Records from a data source:

┏━━

PR #626, opened 2024-09-03
Set available auto download to `False` for `camelyon16`

nkaenzig:
Auto download is not available for `camelyon16`, but currently `check_dataset_exists` prints a message recommending setting the `DOWNLOAD_DATA` env variable.

### DIFF
--- a/src/eva/vision/data/datasets/classification/camelyon16.py
+++ b/src/eva/vision/data/datasets/classification/camelyon16.py
@@ -161,7 +161,7 @@ class Camelyon16(wsi.MultiWsiDataset, base.ImageClassification):
 
     @override
     def prepare_data(self) -> None:
-        _validators.check_dataset_exists(self._root, True)
+        _validators.check_dataset_exists(self._root, False)
 
         expected_directories = ["training/normal", "training/tumor", "testing/images"]
         for resource in expected_directories:


src/eva/vision/data/datasets/classification/camelyon16.py
```diff
@@ -161,7 +161,7 @@ def annotations(self) -> Dict[str, str]:
 
     @override
     def prepare_data(self) -> None:
-        _validators.check_dataset_exists(self._root, True)
+        _validators.check_dataset_exists(self._root, False)
```
ioangatop, line 164: maybe we should change the message? now if the dataset does not exists, what is the message that we are getting?

nkaenzig: We're getting this message, because the `download_available` arg was set to `True`. 

```
https://github.com/kaiko-ai/eva/blob/b51c9ba00ce6ae44912f3db09492d3f69585b38d/src/eva/vision/data/datasets/_validators.py#L58
```

ioangatop: ah you are right! actually i wasnt aware about this addition 🙏

ioangatop (approved):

┗━━

#### Work task
Print all of the entries exactly as they appear.

#### Answer section
PR #626, opened 2024-09-03
Set available auto download to `False` for `camelyon16`

nkaenzig:
Auto download is not available for `camelyon16`, but currently `check_dataset_exists` prints a message recommending setting the `DOWNLOAD_DATA` env variable.

### DIFF
--- a/src/eva/vision/data/datasets/classification/camelyon16.py
+++ b/src/eva/vision/data/datasets/classification/camelyon16.py
@@ -161,7 +161,7 @@ class Camelyon16(wsi.MultiWsiDataset, base.ImageClassification):
 
     @override
     def prepare_data(self) -> None:
-        _validators.check_dataset_exists(self._root, True)
+        _validators.check_dataset_exists(self._root, False)
 
         expected_directories = ["training/normal", "training/tumor", "testing/images"]
         for resource in expected_directories:


src/eva/vision/data/datasets/classification/camelyon16.py
```diff
@@ -161,7 +161,7 @@ def annotations(self) -> Dict[str, str]:
 
     @override
     def prepare_data(self) -> None:
-        _validators.check_dataset_exists(self._root, True)
+        _validators.check_dataset_exists(self._root, False)
```
ioangatop, line 164: maybe we should change the message? now if the dataset does not exists, what is the message that we are getting?

nkaenzig: We're getting this message, because the `download_available` arg was set to `True`. 

```
https://github.com/kaiko-ai/eva/blob/b51c9ba00ce6ae44912f3db09492d3f69585b38d/src/eva/vision/data/datasets/_validators.py#L58
```

ioangatop: ah you are right! actually i wasnt aware about this addition 🙏

ioangatop (approved):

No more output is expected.